For now I can easily say a child is a child because am blessed with both sexes, but for somebody else this can be a disturbing question to answer.

3 comments:

Anonymous said...

I've always wondered at what point culture comes into conflict with modern thinking&way of life; i think this generation X born around the late 80s and 90s will experience this conflict the most
apart from many not being able to speak their mother tongues well or at all in some cases,(will mother tongue be swallowed up by sheng or English?), they also despise some of the many cultural beliefs their parents still hold onto and would not want to inherit such ideas for example many will consider a child a blessing regardless of gender, and if indeed the whole offspring turn out to be female, it would still remain a blessing

I guess times are changing cultures?maybe/maybe not, but either way i am one of such generationXers

The Black Mamba said...

Before I became a father I had hoped for at least one son.
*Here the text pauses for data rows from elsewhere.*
PR #5789, opened 2026-09-10
Force asset manager preflight login

eYinka:
## What
Load a placeholder image from the draft-assets host on every draft page. Once that request has settled, retry every draft `` already on the page with a cache-busting query param, so they get a fresh attempt against what should now be a warm Asset Manager session cookie.

## Why

As of https://github.com/alphagov/whitehall/pull/11667, images can now be uploaded to the draft stack, meaning Frontend needs to be able to render the draft images in the page when on draft preview.

Unlike live images, draft images require the user to be authenticated (via Signon) and for an Asset Manager session to exist. When rendering a draft asset, the request for the asset from Asset Manager is redirected through a chain of calls including Authenticating Proxy and Signon, and if 1) the user is logged into Signon, and 2) they have permission to view the asset, the asset is then downloaded. Subsequent attempts to render any asset avoids the OAuth round-trip, as the user already has a warm Asset Manager session cookie by then.

The problem arises when more than one draft asset is included in a page, and a user is coming to the page cold. When rendering the page, every draft asset begins its own authentication journey, and the various callbacks and tokens will often arrive out of order, meaning no session takes hold. The images fail to load, and subsequent refreshes of the page rarely help (unless the order of requests sent and received happens in a very particular order). Visiting a draft asset in isolation, e.g. on a new tab, forces the session cookie and then subsequent attempts to render a page full of draft assets will succeed.

In #5783 we explored adding a preflight mechanism to Frontend whereby 'cold' users are redirected to a page containing a single asset, and then redirected back to their original page. Unfortunately our nginx config would require that the single-asset-page be added to an allowlist of pages that are allowed to set cookies, and even then, subsequent pages would not be allowed to read the cookie, which is then clobbered to an empty string:

The blast radius is small - we only inject this request on the draft stack, so only publishers will see it, and the real world ramifications are perhaps a very slight delay in the rendering of the page.

The asset chosen is the default lead image placeholder referenced throughout Frontend. It is the same asset used in a similar solution in Whitehall: https://github.com/alphagov/whitehall/pull/11775

Jira: https://gov-uk.atlassian.net/browse/WHIT-3983

### DIFF
--- a/app/views/shared/_asset_manager_session.html.erb
+++ b/app/views/shared/_asset_manager_session.html.erb
@@ -1,0 +1,18 @@
+<% if draft_host? %>
+  <%
+    host = if GovukEnvironment.current == "staging"
+             "staging.publishing.service.gov.uk"
+           elsif GovukEnvironment.current == "integration"
+             "integration.publishing.service.gov.uk"
+           else
+             "publishing.service.gov.uk"
+           end
+    placeholder_asset_url = "https://draft-assets.#{host}/media/5e59279b86650c53b2cefbfe/placeholder.jpg"
+  %>
+  <%= javascript_include_tag "lib/asset-manager-session.js", integrity: false %>
+  <%= javascript_tag nonce: true do %>
+    window.addEventListener("load", function () {
+      GOVUK.warmUpAssetManagerSession('<%= placeholder_asset_url %>')
+    })
+  <% end %>
+<% end %>
--- a/app/assets/config/manifest.js
+++ b/app/assets/config/manifest.js
@@ -9,6 +9,7 @@
 //= link components/map/map-test.geojson
 //= link components/map/maplibre-gl-csp-worker.js
 //= link views/travel-advice.js
+//= link lib/asset-manager-session.js
 
 //= link static-error-pages.js
 
--- a/app/assets/javascripts/lib/asset-manager-session.js
+++ b/app/assets/javascripts/lib/asset-manager-session.js
@@ -1,0 +1,33 @@
+/* Warms up the Asset Manager draft-assets session cookie via a single
+ * placeholder image request, then reloads any draft images already on
+ * the page once that request has settled (success or failure).
+ */
+/* istanbul ignore next */
+window.GOVUK = window.GOVUK || {};
+
+(function (root) {
+  function draftAssetImages () {
+    return [...document.images].filter((image) =>
+      image.src.includes('assets.') // currently, asset urls in draft preview point to their live link: 'assets.xyz' instead of 'draft-assets.xyz'. Created a backlog item for this: https://gov-uk.atlassian.net/browse/WHIT-4008.
+    )
+  }
+
+  function reloadDraftImages (draftAssets) {
+    draftAssets.forEach((image) => {
+      // re-setting src tries to fetch the image again, with the hope that a prior success is just served from cache
+      image.setAttribute('src', image.getAttribute('src'))
+    })
+  }
+
+  root.GOVUK.warmUpAssetManagerSession = function (placeholderAssetUrl) {
+    const draftAssets = draftAssetImages()
+    // fewer than 2 images means there's no concurrent-request race to fix, so nothing to warm up
+    if (draftAssets.length < 2) return
+
+    const reload = () => reloadDraftImages(draftAssets)
+    const placeholder = new Image()
+    placeholder.onload = reload
+    placeholder.onerror = reload
+    placeholder.src = placeholderAssetUrl
+  }
+}(window))
--- a/app/views/layouts/application.html.erb
+++ b/app/views/layouts/application.html.erb
@@ -24,4 +24,5 @@
       <%= yield %>
     </main>
   </div>
+  <%= render "shared/asset_manager_session" %>
 <% end %>
--- a/app/views/layouts/full_width.html.erb
+++ b/app/views/layouts/full_width.html.erb
@@ -14,4 +14,5 @@
     <span id="Top"></span>
     <%= yield %>
   </main>
+  <%= render "shared/asset_manager_session" %>
 <% end %>
--- a/app/views/layouts/header_content_sidebar.html.erb
+++ b/app/views/layouts/header_content_sidebar.html.erb
@@ -60,5 +60,6 @@
         </div>
       <% end %>
     </main>
+    <%= render "shared/asset_manager_session" %>
   </div>
 <% end %>
--- a/app/views/layouts/header_sidebar_content.html.erb
+++ b/app/views/layouts/header_sidebar_content.html.erb
@@ -34,5 +34,6 @@
         </div>
       </div>
     </main>
+    <%= render "shared/asset_manager_session" %>
   </div>
 <% end %>
--- a/app/views/layouts/manual.html.erb
+++ b/app/views/layouts/manual.html.erb
@@ -17,5 +17,6 @@
       <span id="Top"></span>
       <%= yield %>
     </main>
+    <%= render "shared/asset_manager_session" %>
   </div>
 <% end %>
--- a/spec/javascripts/lib/asset-manager-session.spec.js
+++ b/spec/javascripts/lib/asset-manager-session.spec.js
@@ -1,0 +1,90 @@
+describe('GOVUK.warmUpAssetManagerSession', function () {
+  let originalImage
+
+  const addImage = (src) => {
+    const img = document.createElement('img')
+    img.src = src
+    document.body.appendChild(img)
+    return img
+  }
+
+  const trackReloads = (image) => {
+    const reloadedUrls = []
+    const originalSetAttribute = image.setAttribute.bind(image)
+    image.setAttribute = (name, value) => {
+      if (name === 'src') reloadedUrls.push(value)
+      originalSetAttribute(name, value)
+    }
+    return reloadedUrls
+  }
+
+  const stubImage = ({ succeeds }) => {
+    class FakeImage {
+      get src () {
+        return this._src
+      }
+
+      set src (value) {
+        this._src = value
+        succeeds
+          ? this.onload && this.onload()
+          : this.onerror && this.onerror()
+      }
+    }
+    window.Image = FakeImage
+  }
+
+  beforeEach(function () {
+    originalImage = window.Image
+  })
+
+  afterEach(function () {
+    window.Image = originalImage
+    document.querySelectorAll('img').forEach((img) => img.remove())
+  })
+
+  it('does nothing when fewer than two draft images are on the page', function () {
+    addImage('https://draft-assets.test.gov.uk/media/1/one.jpg')
+    stubImage({ succeeds: true })
+
+    GOVUK.warmUpAssetManagerSession('https://draft-assets.test.gov.uk/media/placeholder/placeholder.jpg')
+
+    expect(document.images[0].src).toEqual(
+      'https://draft-assets.test.gov.uk/media/1/one.jpg'
+    )
+  })
+
+  it('retries all draft images once the placeholder request succeeds', function () {
+    const first = addImage('https://draft-assets.test.gov.uk/media/1/one.jpg')
+    const second = addImage('https://draft-assets.test.gov.uk/media/2/two.jpg?foo=bar')
+    const firstReloads = trackReloads(first)
+    const secondReloads = trackReloads(second)
+    stubImage({ succeeds: true })
+
+    GOVUK.warmUpAssetManagerSession('https://draft-assets.test.gov.uk/media/placeholder/placeholder.jpg')
+
+    expect(firstReloads).toEqual(['https://draft-assets.test.gov.uk/media/1/one.jpg'])
+    expect(secondReloads).toEqual(['https://draft-assets.test.gov.uk/media/2/two.jpg?foo=bar'])
+  })
+
+  it('also retries all draft images when the placeholder request errors', function () {
+    const first = addImage('https://draft-assets.test.gov.uk/media/1/one.jpg')
+    addImage('https://draft-assets.test.gov.uk/media/2/two.jpg')
+    const firstReloads = trackReloads(first)
+    stubImage({ succeeds: false })
+
+    GOVUK.warmUpAssetManagerSession('https://draft-assets.test.gov.uk/media/placeholder/placeholder.jpg')
+
+    expect(firstReloads).toEqual(['https://draft-assets.test.gov.uk/media/1/one.jpg'])
+  })
+
+  it('ignores non-asset-manager images when counting/retrying', function () {
+    const other = addImage('https://static.test.gov.uk/media/1/one.jpg')
+    addImage('https://draft-assets.test.gov.uk/media/2/two.jpg')
+    stubImage({ succeeds: true })
+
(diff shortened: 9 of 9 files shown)


app/assets/javascripts/asset-manager-session.js
```diff
@@ -0,0 +1,48 @@
...
+    this.element = element
+  }
+
+  AssetManagerSession.prototype.init = function () {
+    window.addEventListener('load', this.warmUpSession.bind(this))
+  }
+
+  AssetManagerSession.prototype.warmUpSession = function () {
+    const draftAssets = this.draftAssetImages()
+    if (draftAssets.length < 2) return
```
ChrisBAshton: I'd add an inline comment here explaining why 1 or 0 images is OK to early return.

app/assets/javascripts/modules/asset-manager-session.js
```diff
@@ -0,0 +1,48 @@
...
+    const retry = this.retryDraftAssets.bind(this, draftAssets)
+    const placeholder = new Image()
+    placeholder.onload = retry
+    placeholder.onerror = retry
+    placeholder.src = this.element.getAttribute('data-placeholder-asset-url')
+  }
+
+  AssetManagerSession.prototype.draftAssetImages = function () {
+    return [...document.images].filter((image) =>
+      image.src.includes('assets.') // currently, asset urls in draft preview point to their live link: 'assets.xyz' instead of 'draft-assets.xyz'
```
ChrisBAshton: We should create a backlog Whitehall item to fix that 🤔 and link to it in the comment here

app/views/shared/_footer_navigation.html.erb
```diff
@@ -8,3 +8,21 @@
...
+             "integration.publishing.service.gov.uk"
+           else
+             "publishing.service.gov.uk"
+           end
+    placeholder_asset_url = "https://draft-assets.#{host}/media/5e59279b86650c53b2cefbfe/placeholder.jpg"
+  %>
+  <div
+    data-module="AssetManagerSession"
+    data-placeholder-asset-url="<%= placeholder_asset_url %>"
+    hidden>
```
ChrisBAshton: Is this tag necessary? We don't render anything in the div, so there's nothing to hide?

app/assets/javascripts/modules/asset-manager-session.js
```diff
@@ -0,0 +1,48 @@
...
+
+  AssetManagerSession.prototype.init = function () {
+    window.addEventListener('load', this.warmUpSession.bind(this))
+  }
+
+  AssetManagerSession.prototype.warmUpSession = function () {
+    const draftAssets = this.draftAssetImages()
+    if (draftAssets.length < 2) return
+
+    const retry = this.retryDraftAssets.bind(this, draftAssets)
```
ChrisBAshton: I'd rename `retry` as it implies on lines 29-30 that we want to retry downloading the placeholder asset. I'd call it `reloadDraftImages` (and do the same for the method name).

app/assets/javascripts/modules/asset-manager-session.js
```diff
@@ -0,0 +1,48 @@
...
+
+  AssetManagerSession.prototype.draftAssetImages = function () {
+    return [...document.images].filter((image) =>
+      image.src.includes('assets.') // currently, asset urls in draft preview point to their live link: 'assets.xyz' instead of 'draft-assets.xyz'
+    )
+  }
+
+  AssetManagerSession.prototype.retryDraftAssets = function (draftAssets) {
+    draftAssets.forEach((image) => {
+      const separator = image.src.includes('?') ? '&' : '?'
```
ChrisBAshton: Might be worth adding a unit test for this separator logic too

ChrisBAshton (commented):
LGTM 👍 Some small comments below, which I can help with later if you don't get a chance to in the meantime.

app/assets/javascripts/modules/asset-manager-session.js
ChrisBAshton: Actually, second thoughts - we could also test dropping the cache-busting entirely. I imagine the 'failed' image would not be re-served from cache, and any 'successful' image _would_ be re-served from cache, so might help keep the page fast.

app/views/shared/_footer_navigation.html.erb
eYinka: What I intended to do was to replicate `govuk-visually-hidden` just like in [place.html.erb:17](https://github.com/alphagov/frontend/blob/main/app/views/place/_place.html.erb#L17). I pasted the wrong thing in  🤦 
The idea behind that was to ensure the page has zero layout shifts; just as a safety net in case that block magically adds 1px of height.

app/assets/javascripts/modules/asset-manager-session.js
eYinka: Created https://gov-uk.atlassian.net/browse/WHIT-4008

ChrisBAshton (dismissed):
Looks good to me - nice one for keeping it scoped only to the draft stack, to minimise blast radius, whilst still keeping it modular and testable 🎉 

Will get a 2i from a frontend dev

app/views/shared/_footer_navigation.html.erb
```diff
@@ -8,3 +8,25 @@
...
+    placeholder_asset_url = "https://draft-assets.#{host}/media/5e59279b86650c53b2cefbfe/placeholder.jpg"
+  %>
+  <div
+    id="asset-manager-session"
+    data-placeholder-asset-url="<%= placeholder_asset_url %>"
+    class="govuk-visually-hidden">
+  </div>
+  <%= javascript_include_tag "asset-manager-session.js", integrity: false %>
+  <%= javascript_tag nonce: true do %>
+    new GOVUK.Modules.AssetManagerSession(document.getElementById("asset-manager-session")).init()
```
andysellick: I don't think you need to manually initialise this code here (unless I've misunderstood how it works). All of our Javascript modules are started automatically when an element is given a `data-module` attribute e.g. in this case `data-module="asset-manager-session"`. This would mean you can also remove the id from the element.

app/views/shared/_footer_navigation.html.erb
```diff
@@ -8,3 +8,25 @@
...
+             "publishing.service.gov.uk"
+           end
+    placeholder_asset_url = "https://draft-assets.#{host}/media/5e59279b86650c53b2cefbfe/placeholder.jpg"
+  %>
+  <div
+    id="asset-manager-session"
+    data-placeholder-asset-url="<%= placeholder_asset_url %>"
+    class="govuk-visually-hidden">
+  </div>
+  <%= javascript_include_tag "asset-manager-session.js", integrity: false %>
```
andysellick: This could probably be included in the main `application.js` rather than manually calling it here.

app/views/shared/_footer_navigation.html.erb
andysellick, line 1: Can I check that this is best place to put this new code? I think only 11 content types use this partial. It might be better in the main layouts (although you would have to duplicate it, so it would need to go in its own partial).

app/views/shared/_footer_navigation.html.erb
```diff
@@ -8,3 +8,25 @@
     </div>
   </div>
 <% end %>
+
+<% if draft_host? %>
```
andysellick: Where is `draft_host` defined?

app/views/shared/_footer_navigation.html.erb
```diff
@@ -8,3 +8,25 @@
...
+  <%
+    host = if GovukEnvironment.current == "staging"
+             "staging.publishing.service.gov.uk"
+           elsif GovukEnvironment.current == "integration"
+             "integration.publishing.service.gov.uk"
+           else
+             "publishing.service.gov.uk"
+           end
+    placeholder_asset_url = "https://draft-assets.#{host}/media/5e59279b86650c53b2cefbfe/placeholder.jpg"
```
andysellick: This URL looks fingerprinted - is that fingerprint ever likely to change?

app/assets/javascripts/asset-manager-session.js
```diff
@@ -0,0 +1,49 @@
...
+window.GOVUK = window.GOVUK || {}
+/* istanbul ignore next */
+window.GOVUK.Modules = window.GOVUK.Modules || {};
+
+(function (Modules) {
+  function AssetManagerSession (element) {
+    this.element = element
+  }
+
+  AssetManagerSession.prototype.init = function () {
```
andysellick: Non-blocking - ideally any new JS modules would be written using a newer syntax. Example:

```Javascript
(function (Modules) {
  class AssetManagerSession {
    constructor ($module) {
    }

    init () {
    }
  }
  Modules.AssetManagerSession = AssetManagerSession
})(window.GOVUK.Modules)
```

See https://github.com/alphagov/frontend/blob/main/app/assets/javascripts/components/map.js for example.

app/assets/javascripts/asset-manager-session.js
```diff
@@ -0,0 +1,49 @@
+/* Warms up the Asset Manager draft-assets session cookie via a single
+ * placeholder image request, then retries any draft images already on
+ * the page once that request has settled (success or failure).
+ *
+ * Usage: add `id="..."` and `data-placeholder-asset-url="..."` to an element,
+ * then call `new GOVUK.Modules.AssetManagerSession(element).init()`.
+ */
+
+/* istanbul ignore next */
```
andysellick: Were these ignore lines necessary for the code coverage?

app/views/shared/_footer_navigation.html.erb
eYinka: Well, that was the initial implementation but it didn't solve our race-condition problem. The auto-init is scanned on DOMContentLoaded, which meant the images already fired and triggered a csrf problem before the module kicks in. This was the only other way I could think of.

app/views/shared/_footer_navigation.html.erb
eYinka: Yes ideally, but we didn't want it bundled in production's compiled JS, just to reduce the blast radius if anything ever goes wrong with it i.e it's scoped and mounted on the draft stack only.

ChrisBAshton: It would then be included on the live frontend too, which we probably don't want - in case there are any existing (or future) bugs with the module we've added. We deliberately want it scoped to only happen on the draft stack.

app/views/shared/_footer_navigation.html.erb
ChrisBAshton: Ooh, good shout - worth us double-checking this.

app/views/shared/_footer_navigation.html.erb
eYinka: That's in https://github.com/alphagov/frontend/blob/main/app/helpers/draft_helper.rb#L2

ChrisBAshton: https://github.com/alphagov/frontend/blob/2056b0ee3aba1b3de62c805b5ed7084fe326a29e/app/helpers/draft_helper.rb#L2-L3

app/views/shared/_footer_navigation.html.erb
ChrisBAshton: Good question. I think 'no' - it's already referenced in [several places in Frontend and Whitehall](https://github.com/search?q=org%3Aalphagov+5e59279b86650c53b2cefbfe&type=code) and was (I guess?) uploaded manually to Asset Manager, never to be touched again. It's the default 'lead image' for news articles if no image has been selected.

eYinka: Not likely anytime soon. We use it in Whitehall to set the [default placeholder](https://github.com/alphagov/whitehall/blob/24e2c442a7e2d5ce2eb9e5a4a6c52881a76481d2/app/models/concerns/standard_edition/lead_image.rb#L4) as well. Also, this is meant to be a temporary fix for the ongoing incident. A proper solution is needed, which will likely start from signon and cut across several other apps. I think this url should be fine for now.

app/assets/javascripts/asset-manager-session.js
eYinka: I think so. I just copied over the same convention from  https://github.com/alphagov/frontend/blob/main/app/assets/javascripts/modules/sticky-element-container.js

app/views/shared/_footer_navigation.html.erb
andysellick: In that case I wouldn't write it as a module. I'd write it as a self executing block of code and put it in `app/javascripts/lib` or something. See https://github.com/alphagov/govuk_publishing_components/blob/main/app/assets/javascripts/govuk_publishing_components/lib/cookie-functions.js for an example.

app/views/shared/_footer_navigation.html.erb
andysellick: Ah okay that makes sense, thanks.

app/views/shared/_footer_navigation.html.erb
andysellick: Thanks for clarifying.

app/assets/javascripts/asset-manager-session.js
andysellick: This comment can now be ignored given that I think this shouldn't be written as a module - see my earlier comment.

app/assets/javascripts/asset-manager-session.js
andysellick: Non-blocking, but I'm not sure they're necessary. Might be worth removing them and seeing if the coverage still passes.

eYinka: Just got tripped by its absence in ci. See [coverage error](https://github.com/alphagov/frontend/actions/runs/34612437477/job/103305995850?pr=5789)

app/views/shared/_footer_navigation.html.erb
eYinka: I've now extracted it to its own partial and used across the 5 layouts in `app/views/layouts`

app/views/shared/_footer_navigation.html.erb
eYinka: Thanks for the tip. That's all done now!

app/views/shared/_asset_manager_session.html.erb
```diff
@@ -0,0 +1,18 @@
...
+             "integration.publishing.service.gov.uk"
+           else
+             "publishing.service.gov.uk"
+           end
+    placeholder_asset_url = "https://draft-assets.#{host}/media/5e59279b86650c53b2cefbfe/placeholder.jpg"
+  %>
+  <%= javascript_include_tag "lib/asset-manager-session.js", integrity: false %>
+  <%= javascript_tag nonce: true do %>
+    window.addEventListener("load", function () {
+      GOVUK.warmUpAssetManagerSession('<%= placeholder_asset_url %>')
```
ChrisBAshton, line 15: Very nice.

ChrisBAshton (approved):
Thanks for working through the comments! ⭐

app/views/shared/_footer_navigation.html.erb
andysellick: Nice.

app/assets/javascripts/asset-manager-session.js
andysellick: Okay, fair enough.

Today I don't hold such views. I have come to view children as children. Whether its a boy or girl, its pointless.

You'd be suprised that even in the US, boys are still more 'valued'. A colleague of mine just gave birth to her second girl and she said they will 'try' for a boy.

Meet black singles said...

I think times have changed and nobody has time for the boy child. It is now all about the girl child. Am not complaining. It is good to see women enjoying their moment in the sunshine.